> [Exercise details]:
From the records below, copy the lines that include "assumes".

(Collected data entries)
Content starts

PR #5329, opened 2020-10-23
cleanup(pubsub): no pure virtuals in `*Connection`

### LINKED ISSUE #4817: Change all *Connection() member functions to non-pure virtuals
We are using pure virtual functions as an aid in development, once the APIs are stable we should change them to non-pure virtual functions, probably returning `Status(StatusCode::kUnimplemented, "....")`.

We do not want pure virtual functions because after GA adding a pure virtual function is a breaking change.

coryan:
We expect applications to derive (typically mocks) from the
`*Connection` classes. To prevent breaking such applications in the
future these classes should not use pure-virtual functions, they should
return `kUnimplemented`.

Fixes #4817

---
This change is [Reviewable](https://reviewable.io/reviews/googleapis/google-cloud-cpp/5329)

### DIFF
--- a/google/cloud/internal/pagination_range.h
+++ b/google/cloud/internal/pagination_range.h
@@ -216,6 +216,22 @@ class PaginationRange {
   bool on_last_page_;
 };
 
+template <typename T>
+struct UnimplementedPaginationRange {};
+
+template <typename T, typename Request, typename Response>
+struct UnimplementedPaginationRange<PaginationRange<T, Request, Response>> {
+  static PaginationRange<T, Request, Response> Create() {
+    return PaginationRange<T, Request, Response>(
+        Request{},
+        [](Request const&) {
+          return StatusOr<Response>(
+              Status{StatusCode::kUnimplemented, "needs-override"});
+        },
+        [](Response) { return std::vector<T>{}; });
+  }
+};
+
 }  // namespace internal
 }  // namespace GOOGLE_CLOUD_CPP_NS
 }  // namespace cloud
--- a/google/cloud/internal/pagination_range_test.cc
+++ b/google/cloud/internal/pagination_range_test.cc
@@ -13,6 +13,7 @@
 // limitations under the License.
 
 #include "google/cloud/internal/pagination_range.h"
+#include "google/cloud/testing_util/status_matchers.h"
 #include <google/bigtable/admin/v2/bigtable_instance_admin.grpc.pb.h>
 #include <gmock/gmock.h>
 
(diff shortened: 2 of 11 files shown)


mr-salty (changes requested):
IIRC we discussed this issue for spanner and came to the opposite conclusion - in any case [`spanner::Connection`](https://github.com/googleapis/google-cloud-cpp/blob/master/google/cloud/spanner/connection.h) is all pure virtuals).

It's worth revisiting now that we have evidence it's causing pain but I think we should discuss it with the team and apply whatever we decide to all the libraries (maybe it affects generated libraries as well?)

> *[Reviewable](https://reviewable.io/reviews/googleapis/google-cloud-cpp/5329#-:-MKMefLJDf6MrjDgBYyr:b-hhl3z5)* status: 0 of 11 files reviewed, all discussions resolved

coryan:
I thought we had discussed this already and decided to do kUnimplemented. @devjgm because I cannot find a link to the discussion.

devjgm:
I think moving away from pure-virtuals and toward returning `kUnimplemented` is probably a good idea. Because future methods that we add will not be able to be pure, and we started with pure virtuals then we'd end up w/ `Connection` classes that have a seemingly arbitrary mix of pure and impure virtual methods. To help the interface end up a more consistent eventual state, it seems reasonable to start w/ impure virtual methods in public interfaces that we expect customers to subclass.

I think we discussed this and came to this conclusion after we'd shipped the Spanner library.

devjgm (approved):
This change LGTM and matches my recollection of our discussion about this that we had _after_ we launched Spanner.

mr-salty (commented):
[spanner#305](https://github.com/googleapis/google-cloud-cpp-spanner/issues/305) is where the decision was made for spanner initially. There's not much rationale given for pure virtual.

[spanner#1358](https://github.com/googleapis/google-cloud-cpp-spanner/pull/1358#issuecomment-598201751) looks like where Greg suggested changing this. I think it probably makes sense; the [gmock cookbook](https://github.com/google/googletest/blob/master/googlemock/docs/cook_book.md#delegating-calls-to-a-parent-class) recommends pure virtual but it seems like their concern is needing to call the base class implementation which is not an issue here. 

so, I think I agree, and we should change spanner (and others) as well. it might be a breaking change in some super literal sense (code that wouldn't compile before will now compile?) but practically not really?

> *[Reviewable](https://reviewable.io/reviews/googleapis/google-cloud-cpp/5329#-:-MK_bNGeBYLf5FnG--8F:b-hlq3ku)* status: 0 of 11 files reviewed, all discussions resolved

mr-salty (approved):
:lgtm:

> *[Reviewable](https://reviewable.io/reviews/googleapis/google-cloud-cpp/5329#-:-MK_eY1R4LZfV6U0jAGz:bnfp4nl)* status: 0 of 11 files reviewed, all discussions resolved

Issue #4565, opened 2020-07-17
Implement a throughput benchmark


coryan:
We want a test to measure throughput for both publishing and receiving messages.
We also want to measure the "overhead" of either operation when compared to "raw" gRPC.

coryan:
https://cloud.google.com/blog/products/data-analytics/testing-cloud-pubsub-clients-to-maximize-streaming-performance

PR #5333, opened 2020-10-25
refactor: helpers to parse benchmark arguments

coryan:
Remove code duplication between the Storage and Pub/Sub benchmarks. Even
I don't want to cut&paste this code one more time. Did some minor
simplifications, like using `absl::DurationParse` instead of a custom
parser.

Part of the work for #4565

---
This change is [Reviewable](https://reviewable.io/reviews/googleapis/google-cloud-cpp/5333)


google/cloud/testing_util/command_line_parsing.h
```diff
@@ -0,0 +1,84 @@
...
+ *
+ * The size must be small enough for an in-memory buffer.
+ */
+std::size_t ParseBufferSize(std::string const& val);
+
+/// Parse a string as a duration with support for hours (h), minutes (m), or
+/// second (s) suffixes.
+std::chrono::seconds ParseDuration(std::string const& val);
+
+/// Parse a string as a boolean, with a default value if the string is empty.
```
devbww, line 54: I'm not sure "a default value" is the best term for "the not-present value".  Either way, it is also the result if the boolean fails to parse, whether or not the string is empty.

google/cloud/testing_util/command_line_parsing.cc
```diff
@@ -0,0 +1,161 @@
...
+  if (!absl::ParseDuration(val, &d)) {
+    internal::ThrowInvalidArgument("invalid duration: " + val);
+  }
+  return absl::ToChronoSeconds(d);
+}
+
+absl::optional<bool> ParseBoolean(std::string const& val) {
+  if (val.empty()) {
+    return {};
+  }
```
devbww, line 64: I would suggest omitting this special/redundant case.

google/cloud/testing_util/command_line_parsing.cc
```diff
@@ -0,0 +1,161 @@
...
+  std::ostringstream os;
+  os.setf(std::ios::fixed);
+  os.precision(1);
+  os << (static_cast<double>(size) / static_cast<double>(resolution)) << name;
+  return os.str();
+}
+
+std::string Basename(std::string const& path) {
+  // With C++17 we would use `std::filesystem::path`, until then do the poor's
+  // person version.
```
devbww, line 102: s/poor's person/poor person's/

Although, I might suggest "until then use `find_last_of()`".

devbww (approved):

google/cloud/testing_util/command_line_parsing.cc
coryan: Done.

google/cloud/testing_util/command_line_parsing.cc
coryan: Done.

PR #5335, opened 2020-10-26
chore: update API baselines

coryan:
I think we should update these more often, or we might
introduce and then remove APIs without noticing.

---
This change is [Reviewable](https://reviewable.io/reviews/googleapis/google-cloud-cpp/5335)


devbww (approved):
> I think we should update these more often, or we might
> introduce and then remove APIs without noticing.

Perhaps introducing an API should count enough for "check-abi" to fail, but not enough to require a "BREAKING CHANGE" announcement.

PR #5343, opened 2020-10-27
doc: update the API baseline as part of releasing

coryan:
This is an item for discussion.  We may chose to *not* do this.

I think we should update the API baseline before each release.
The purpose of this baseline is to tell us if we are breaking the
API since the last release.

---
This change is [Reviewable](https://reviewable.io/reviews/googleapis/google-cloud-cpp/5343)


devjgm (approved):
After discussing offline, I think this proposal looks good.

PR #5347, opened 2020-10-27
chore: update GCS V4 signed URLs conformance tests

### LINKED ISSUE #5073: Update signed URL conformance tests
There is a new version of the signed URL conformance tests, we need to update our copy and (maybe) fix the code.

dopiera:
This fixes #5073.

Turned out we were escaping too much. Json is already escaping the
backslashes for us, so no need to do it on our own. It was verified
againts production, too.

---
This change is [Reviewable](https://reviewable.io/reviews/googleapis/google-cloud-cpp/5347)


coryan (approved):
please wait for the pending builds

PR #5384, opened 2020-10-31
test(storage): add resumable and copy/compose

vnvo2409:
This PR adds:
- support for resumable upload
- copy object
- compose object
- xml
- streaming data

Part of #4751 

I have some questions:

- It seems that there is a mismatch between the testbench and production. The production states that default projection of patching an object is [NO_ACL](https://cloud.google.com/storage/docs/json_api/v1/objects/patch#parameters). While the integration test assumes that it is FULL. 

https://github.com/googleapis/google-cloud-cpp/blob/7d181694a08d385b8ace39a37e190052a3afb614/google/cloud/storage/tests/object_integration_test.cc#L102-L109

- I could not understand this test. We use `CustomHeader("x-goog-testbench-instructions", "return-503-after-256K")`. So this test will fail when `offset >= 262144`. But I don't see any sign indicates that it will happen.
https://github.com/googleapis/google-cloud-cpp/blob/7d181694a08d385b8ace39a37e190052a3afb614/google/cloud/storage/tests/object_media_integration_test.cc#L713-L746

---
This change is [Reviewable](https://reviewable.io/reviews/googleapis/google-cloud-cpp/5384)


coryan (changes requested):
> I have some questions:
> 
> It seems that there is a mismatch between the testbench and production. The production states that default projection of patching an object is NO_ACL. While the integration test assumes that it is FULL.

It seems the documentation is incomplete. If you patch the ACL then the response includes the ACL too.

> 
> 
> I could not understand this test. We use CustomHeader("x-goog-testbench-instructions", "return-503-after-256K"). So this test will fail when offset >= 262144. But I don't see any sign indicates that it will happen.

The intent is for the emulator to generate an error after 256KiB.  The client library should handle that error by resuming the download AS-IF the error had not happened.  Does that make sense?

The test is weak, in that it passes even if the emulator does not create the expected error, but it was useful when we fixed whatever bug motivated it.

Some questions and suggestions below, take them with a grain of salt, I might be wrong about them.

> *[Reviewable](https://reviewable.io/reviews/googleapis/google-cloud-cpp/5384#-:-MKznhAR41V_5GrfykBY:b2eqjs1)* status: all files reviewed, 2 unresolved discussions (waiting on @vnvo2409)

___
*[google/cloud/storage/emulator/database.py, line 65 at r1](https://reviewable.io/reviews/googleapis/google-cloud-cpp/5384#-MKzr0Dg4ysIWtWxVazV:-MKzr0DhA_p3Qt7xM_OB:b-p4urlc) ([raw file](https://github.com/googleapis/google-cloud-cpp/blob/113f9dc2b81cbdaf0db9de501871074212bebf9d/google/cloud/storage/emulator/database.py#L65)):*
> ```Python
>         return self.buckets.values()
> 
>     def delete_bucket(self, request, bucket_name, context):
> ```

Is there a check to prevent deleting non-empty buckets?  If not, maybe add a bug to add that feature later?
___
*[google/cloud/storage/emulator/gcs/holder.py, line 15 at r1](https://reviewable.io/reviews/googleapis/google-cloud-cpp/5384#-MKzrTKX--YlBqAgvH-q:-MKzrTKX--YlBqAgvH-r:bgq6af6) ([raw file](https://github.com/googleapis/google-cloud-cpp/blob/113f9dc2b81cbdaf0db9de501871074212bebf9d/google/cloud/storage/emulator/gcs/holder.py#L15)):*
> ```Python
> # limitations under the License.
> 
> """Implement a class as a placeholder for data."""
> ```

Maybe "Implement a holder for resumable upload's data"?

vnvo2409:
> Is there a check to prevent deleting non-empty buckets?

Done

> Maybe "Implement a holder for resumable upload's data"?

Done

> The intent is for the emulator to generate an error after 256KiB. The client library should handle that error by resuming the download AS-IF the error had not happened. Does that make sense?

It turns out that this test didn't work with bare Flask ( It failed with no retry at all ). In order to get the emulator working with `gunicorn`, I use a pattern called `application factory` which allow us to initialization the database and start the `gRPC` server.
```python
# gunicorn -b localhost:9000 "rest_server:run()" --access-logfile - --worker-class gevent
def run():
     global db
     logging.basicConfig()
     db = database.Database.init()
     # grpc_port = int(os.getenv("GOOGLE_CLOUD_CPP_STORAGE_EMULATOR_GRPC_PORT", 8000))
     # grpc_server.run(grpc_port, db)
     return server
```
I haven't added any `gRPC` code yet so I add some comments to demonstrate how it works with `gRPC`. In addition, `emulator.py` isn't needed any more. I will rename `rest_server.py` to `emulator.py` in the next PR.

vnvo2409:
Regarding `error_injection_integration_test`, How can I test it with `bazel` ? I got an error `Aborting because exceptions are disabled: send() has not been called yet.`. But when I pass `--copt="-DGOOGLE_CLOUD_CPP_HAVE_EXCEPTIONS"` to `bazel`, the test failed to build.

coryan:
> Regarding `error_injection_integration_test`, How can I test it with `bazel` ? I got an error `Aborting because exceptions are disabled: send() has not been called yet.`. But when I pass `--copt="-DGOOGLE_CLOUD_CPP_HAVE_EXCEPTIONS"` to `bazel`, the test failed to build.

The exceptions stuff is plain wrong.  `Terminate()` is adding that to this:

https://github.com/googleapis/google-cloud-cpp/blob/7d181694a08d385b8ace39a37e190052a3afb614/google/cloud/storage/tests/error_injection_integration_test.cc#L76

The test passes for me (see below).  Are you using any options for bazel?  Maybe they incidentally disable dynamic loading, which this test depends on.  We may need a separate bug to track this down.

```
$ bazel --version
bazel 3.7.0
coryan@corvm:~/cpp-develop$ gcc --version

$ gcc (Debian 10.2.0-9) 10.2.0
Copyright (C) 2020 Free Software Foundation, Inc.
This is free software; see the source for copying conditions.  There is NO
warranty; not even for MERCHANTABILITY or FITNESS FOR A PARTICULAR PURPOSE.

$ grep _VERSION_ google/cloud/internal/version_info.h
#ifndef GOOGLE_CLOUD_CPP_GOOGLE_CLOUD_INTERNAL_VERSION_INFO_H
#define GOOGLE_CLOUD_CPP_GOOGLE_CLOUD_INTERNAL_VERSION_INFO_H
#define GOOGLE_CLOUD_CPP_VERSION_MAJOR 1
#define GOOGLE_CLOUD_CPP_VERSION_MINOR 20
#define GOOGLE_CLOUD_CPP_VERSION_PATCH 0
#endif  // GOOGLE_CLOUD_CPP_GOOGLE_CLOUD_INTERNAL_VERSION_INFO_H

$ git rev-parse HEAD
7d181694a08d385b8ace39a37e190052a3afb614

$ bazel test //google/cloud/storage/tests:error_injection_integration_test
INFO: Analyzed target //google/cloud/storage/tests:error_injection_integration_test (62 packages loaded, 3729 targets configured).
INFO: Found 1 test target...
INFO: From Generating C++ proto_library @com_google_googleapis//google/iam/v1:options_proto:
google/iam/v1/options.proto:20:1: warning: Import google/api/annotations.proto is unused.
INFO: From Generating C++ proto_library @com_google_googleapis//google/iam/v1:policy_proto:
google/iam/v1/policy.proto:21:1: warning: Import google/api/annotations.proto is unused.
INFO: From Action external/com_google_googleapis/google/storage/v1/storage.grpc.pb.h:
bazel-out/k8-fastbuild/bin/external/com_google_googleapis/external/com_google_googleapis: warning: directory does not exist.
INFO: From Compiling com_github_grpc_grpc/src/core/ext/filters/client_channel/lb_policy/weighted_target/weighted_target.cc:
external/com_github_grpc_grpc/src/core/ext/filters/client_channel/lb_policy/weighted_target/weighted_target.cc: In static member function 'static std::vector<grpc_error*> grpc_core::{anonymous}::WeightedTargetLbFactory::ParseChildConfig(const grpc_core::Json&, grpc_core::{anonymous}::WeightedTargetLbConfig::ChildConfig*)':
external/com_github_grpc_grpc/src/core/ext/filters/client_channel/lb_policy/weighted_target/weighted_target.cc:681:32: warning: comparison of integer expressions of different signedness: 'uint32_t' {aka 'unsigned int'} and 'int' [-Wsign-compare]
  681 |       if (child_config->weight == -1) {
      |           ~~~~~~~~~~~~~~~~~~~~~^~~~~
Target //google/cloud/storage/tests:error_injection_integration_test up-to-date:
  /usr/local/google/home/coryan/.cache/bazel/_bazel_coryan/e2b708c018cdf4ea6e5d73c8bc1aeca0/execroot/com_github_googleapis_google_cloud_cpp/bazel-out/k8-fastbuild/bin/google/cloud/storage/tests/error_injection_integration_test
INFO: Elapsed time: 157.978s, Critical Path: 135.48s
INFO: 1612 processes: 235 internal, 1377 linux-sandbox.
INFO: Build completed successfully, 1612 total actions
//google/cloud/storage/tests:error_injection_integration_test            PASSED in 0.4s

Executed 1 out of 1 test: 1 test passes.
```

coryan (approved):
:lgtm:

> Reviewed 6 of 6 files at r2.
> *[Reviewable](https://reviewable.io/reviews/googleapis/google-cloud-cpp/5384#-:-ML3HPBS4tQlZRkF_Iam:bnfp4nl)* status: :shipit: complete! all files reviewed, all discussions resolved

Content ends

> [Solution for this task]:
- It seems that there is a mismatch between the testbench and production. The production states that default projection of patching an object is [NO_ACL](https://cloud.google.com/storage/docs/json_api/v1/objects/patch#parameters). While the integration test assumes that it is FULL. 
> It seems that there is a mismatch between the testbench and production. The production states that default projection of patching an object is NO_ACL. While the integration test assumes that it is FULL.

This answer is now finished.